Oshun—West African goddess of fertility, sexuality, represents the feminine

The Women

  • Fela— Married to Imo
  • Mati—Fela's daughter
  • Concha—Mati's daughter, gifted healer
  • Elena—Concha's daughter
  • Carisa—Elena's daughter


  • May, 2010
    Holding Pens


    As the week went by, Fela's hope of rescue dulled to a dim glimmer. Each evening she endured the selection process when the beasts helped themselves to woman after woman. On the second day, Fela's heart had frozen in terror when the man inspecting the women jerked her out of the group and dragged her towards the bushes. She fought him, biting and kicking until his fist smashed into the side of her head. Her vision blurred and she was unable to stand upright. She felt his hands grab for her and she knew her fate would be that of the other women that had been dragged into the bushes.

    The stone! How could she protect it? Where could she hide it? She was terrified. She felt the rough hands ripping at her cloth but before he could drag her to her feet, a shot filled the air. Another guard had set off his weapon. Suddenly, the white ones stopped what they were doing and listened. As one of them ran into the trail and jabbered excitedly, Fela took the opportunity to reach down and remove the stone. She quickly pushed it into the matted bush of her hair.

    Now that the stone was safe, Fela focused on her surroundings again. For the first time since they had attacked the village the white men looked scared. One of them, one of the ones who had helped himself to a woman, staggered out of the bushes, head bashed, a spear wound deep in his chest. The woman he had been tormenting was nowhere to be seen. Within seconds several of the white ones paired up and ran after her, weapons in hand.
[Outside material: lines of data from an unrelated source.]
PR #757, opened 2021-02-13
Update crawler.py

BorgSquared:
Fixes issues with many sources when searching.

e.g.: 
With the string slice you get: https://www.mywuxiaworld.combook/Nanomancer_Reborn_-_I_ve_Become_A_Snow_Girl/
Without: https://www.mywuxiaworld.com/book/Nanomancer_Reborn_-_I_ve_Become_A_Snow_Girl/

### DIFF
--- a/lncrawl/utils/crawler.py
+++ b/lncrawl/utils/crawler.py
@@ -141,7 +141,7 @@ class Crawler:
         elif url.find('//') >= 0:
             return url
         elif url.startswith('/'):
-            return self.home_url + url[1:]
+            return self.home_url + url
         elif page_url:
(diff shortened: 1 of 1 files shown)


Galunid:
I was about to submit the same patch, explanation why it's needed:
https://github.com/dipu-bd/lightnovel-crawler/blob/8a9b5f0bfdbd38a53179ddc2088a8dcfbb601a34/lncrawl/core/app.py#L105
Strips the "/" from the `self.home_url`, so if we strip `/` from `url`, we get wrong result

dipu-bd:
thanks a lot

PR #768, opened 2021-02-20
Use shortest match for replace (novelfull)

Galunid:
Avoids situations when whole chapter body is replaced with nothing
ex. `<p>chaptercontent</p><p>Translator:</p>`

This shouldn't happen often, only when Translator/Editor notices are at the end of the chapter, not the beginning. Out of 40+ novels I tested, it happened once


dipu-bd:
thanks for the fix

Issue #813, opened 2021-04-19
Fix this bug: Heroku deployment not working


krispykiq:
I tried using the deploy from heroku button and filled out all the needed envinroment variables. 

It said:

```
-----> Build succeeded!
-----> Python app detected
 !     Requested runtime (python-3.6.9) is not available for this stack (heroku-20).
 !     Aborting.  More info: https://devcenter.heroku.com/articles/python-support
 !     Push rejected, failed to compile Python app.
 !     Push failed
```

So I tried fixing it by cloning the repository and changing the python version in runtime.txt to python-3.6.13 but then another error appeared saying

```
ar: libnss3_3.58-1_amd64.deb: file format not recognized
 !     Push rejected, failed to compile Calibre app.
 !     Push failed
```

damare01:
please fix it!

dipu-bd:
Have you tried using python 3.8?

damare01:
> Have you tried using python 3.8?

how?

damare01:
how do I change my pyhton runtime version? Mine is 3.9.4

damare01:
> > Have you tried using python 3.8?
> 
> how?

never mind

damare01:
> how do I change my pyhton runtime version? Mine is 3.9.4

never mind

damare01:
> Have you tried using python 3.8?

won't work

damare01:
this is what I get

damare01:
this is what I get 

http://ftp.debian.org/debian/pool/main/n/nss/libnss3_3.58-1_amd64.deb
ar: libnss3_3.58-1_amd64.deb: file format not recognized
 !     Push rejected, failed to compile Calibre app.
 !     Push failed

damare01:
this is what I get

damare01:
this is what I get 

http://ftp.debian.org/debian/pool/main/n/nss/libnss3_3.58-1_amd64.deb
ar: libnss3_3.58-1_amd64.deb: file format not recognized
 !     Push rejected, failed to compile Calibre app.
 !     Push failed

damare01:
tried this versions - **python-3.9.4 python-3.8.9 python-3.7.10 python-3.6.13** it doesn't work. I always get this "http://mirrors.kernel.org/ubuntu/pool/main/libg/libglvnd/libgl1_1.0.0-2ubuntu2_amd64.deb
[...]

PR #832, opened 2021-04-26
Update Heroku build

NNTin:
Related to issue https://github.com/dipu-bd/lightnovel-crawler/issues/813

Removed `runtime.txt`: Current the default supported Python version is 3.9.4. Tested with it and it works: https://devcenter.heroku.com/articles/python-support#specifying-a-python-version  
You can specify a fixed version but you'll have to keep the file updated.

In the calibre buildpack I removed the dependencies since they are tied to a version and may become no longer available: https://github.com/NNTin/heroku-buildpack-calibre/commit/443a77d105a4a919e9422195cade76b18a219a3b

The dependencies are moved instead into the Aptfile: https://github.com/NNTin/lightnovel-crawler/blob/dev/Aptfile

**Tested the discord bot and it supports epub text web mobi fb2 but not pdf.**

---

For pdf support `python3-pyqt5.qtwebengine` needs to be added to `Aptfile` or `PyQtWebEngine` needs to be added to `requirements.txt` to fix the error:

`ImportError: cannot import name 'QWebEngineUrlScheme' from 'qt.webengine'`

mentioned here: https://github.com/dipu-bd/lightnovel-crawler/issues/813#issuecomment-824858181

However when doing so you'll get a different error saying the slug size is too big:

`Compiled slug size: 690.7M is too large (max is 500M).` --> modifying Aptfile
`Compiled slug size: 515.2M is too large (max is 500M).` --> modifying requirements.txt

When slug size exceeds 500M your Heroku dyno won't deploy at all.

Currently when deploying the slug size is:

`Warning: Your slug size (386 MB) exceeds our soft limit (300 MB) which may affect boot time.`


NNTin:
PDF now works.
Apparently Calibre is bundled with a few libraries already.
These libraries needed to be added to `LIBRARY_PATH`: https://github.com/NNTin/heroku-buildpack-calibre/blob/5be5fde94901af4e7053482c6673d0ef7eab7dc8/bin/compile#L33

See:
image

but a few of them are still missing. I readjusted `Aptfile`. To install the missing dependencies.
Slug size is at 381 MB.

dipu-bd (approved):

    For her part, Fela was relieved. She had been saved from the attack that surely would have followed. She knew that sooner or later, the assault would come. She braced herself against it as much as she could within her own mind. Terrified as she was of these men, she was even more afraid of losing the stone. She had done all she could to protect it and for now, at least, it was out of danger. The last thing Imo had entrusted to her...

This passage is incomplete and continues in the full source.